Deep Learning Monocular Depth (MiDaS / Depth Anything)
Architecture: Encoder-Decoder (similar to U-Net)
[RGB Image (H × W × 3)]
↓
[Encoder: Pre-trained ViT or ResNet]
Extracts multi-scale features.
↓
[Decoder: Progressive upsampling]
Combines features from multiple scales.
↓
[Depth Map (H × W × 1)]
Each pixel = predicted depth value.
Brighter = closer, darker = farther (or vice versa).
Training:
Supervised: Paired (RGB, LiDAR depth) data.
Self-supervised: Temporal consistency in video — no depth labels needed.
Accuracy: Not as precise as LiDAR, but works on any scene, any camera.
Structure from Motion (SfM)
Structure from Motion reconstructs a 3D model of a scene from a collection of 2D photos taken from different viewpoints. It computes both the 3D structure (point cloud) and the camera positions simultaneously — essentially reverse-engineering where each photo was taken.
SfM Pipeline
INPUTS: 50 photos of a building from different angles Step 1: Feature detection + matching SIFT keypoints detected in all photos. Matching features across photos identified. Step 2: Estimate relative camera positions From matched features, compute rotation and translation between each pair of cameras (essential matrix). Step 3: Triangulation For each matched point in two cameras, compute its 3D position using known camera geometry. Step 4: Bundle Adjustment Simultaneously optimize all camera positions AND all 3D points to minimize reprojection error (how far the 3D points project away from the matched 2D points). Output: → Sparse 3D point cloud of the building → Camera positions for all 50 photos Used in: Google Maps 3D view, Photogrammetry, VFX, archaeology.
Triangulation Geometry
Camera 1 (C1) Camera 2 (C2)
[●] [●]
| \ / |
| \ / |
| \ 3D Point P / |
| ↘ ↙ |
| ● ←───● |
ray from C1 and C2 intersect at P
P's 3D coordinates solved from the two ray equations.
SLAM: Simultaneous Localization and Mapping
SLAM solves two problems at once: building a map of an unknown environment while simultaneously tracking where the agent (robot or camera) is within that map. A robot uses SLAM to navigate a warehouse it has never seen before.
SLAM Loop
ROBOT STARTS at position (0, 0, 0) — map is empty.
At each time step:
1. Observe: Camera captures image + detects features.
2. Match: Match features to the existing map.
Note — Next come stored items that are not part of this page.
Issue #1474, opened 2017-10-03
command "minishift openshift version" generates a blank new line


amitkrout:
```
Enviornment : OS X
minishift master 
```
Current output : 
```
$ ./minishift openshift version
openshift v3.6.0+c4dd4cf
kubernetes v1.6.1+5115d708d7
etcd 3.2.1

$
```
Expected output : 
```
$ ./minishift openshift version
openshift v3.6.0+c4dd4cf
kubernetes v1.6.1+5115d708d7
etcd 3.2.1
$
```

budhrg:
Resolved via https://github.com/minishift/minishift/pull/1478

PR #1478, opened 2017-10-03
Issue #1474 Remove blank line from openshift version

praveenkumar:
version output coming from DockerCommander already have a new line  so used `Fprintf` instead `Fprintln`.

### DIFF
--- a/cmd/minishift/cmd/openshift/version.go
+++ b/cmd/minishift/cmd/openshift/version.go
@@ -48,7 +48,7 @@ func runVersion(cmd *cobra.Command, args []string) {
 	if err != nil {
 		atexit.ExitWithMessage(1, fmt.Sprintf("Error getting the OpenShift cluster version: %s", err.Error()))
 	}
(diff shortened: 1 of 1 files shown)


cmd/minishift/cmd/openshift/version.go
```diff
@@ -48,7 +48,7 @@ func runVersion(cmd *cobra.Command, args []string) {
 	if err != nil {
 		atexit.ExitWithMessage(1, fmt.Sprintf("Error getting the OpenShift cluster version: %s", err.Error()))
 	}
-	fmt.Fprintln(os.Stdout, version)
+	fmt.Fprintf(os.Stdout, version)
```
budhrg: Should be `fmt.Fprint` since we are not using any format specifier

praveenkumar: @budhrg right, updated.

budhrg:
Merged and thanks.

3. Localize: Estimate robot position from matched features.
4. Map update: Add newly seen features to the map.
5. Loop closure: Recognize a previously visited place →
correct accumulated position drift.
Visual map after 60 seconds:
┌──────────────────────────────────┐
│ ● ● │ ← 3D feature points (map)
│ ● ● ● ● │
│ ● ● ● │
│ ROBOT ──→ │ ← estimated robot path
│ start → → current position │
└──────────────────────────────────┘
Key Takeaways
- A single camera loses depth — 3D vision methods recover it using two cameras, laser pulses, or learned inference.
- Stereo vision computes depth from disparity — the horizontal pixel shift between left and right camera images.
- LiDAR measures exact distance using laser time-of-flight — produces precise 3D point clouds.
- Monocular depth estimation uses a trained CNN to predict depth from a single image using visual cues.
- Structure from Motion reconstructs 3D scenes and camera positions from multiple 2D photos.
- SLAM builds a map and tracks position simultaneously — essential for autonomous robots.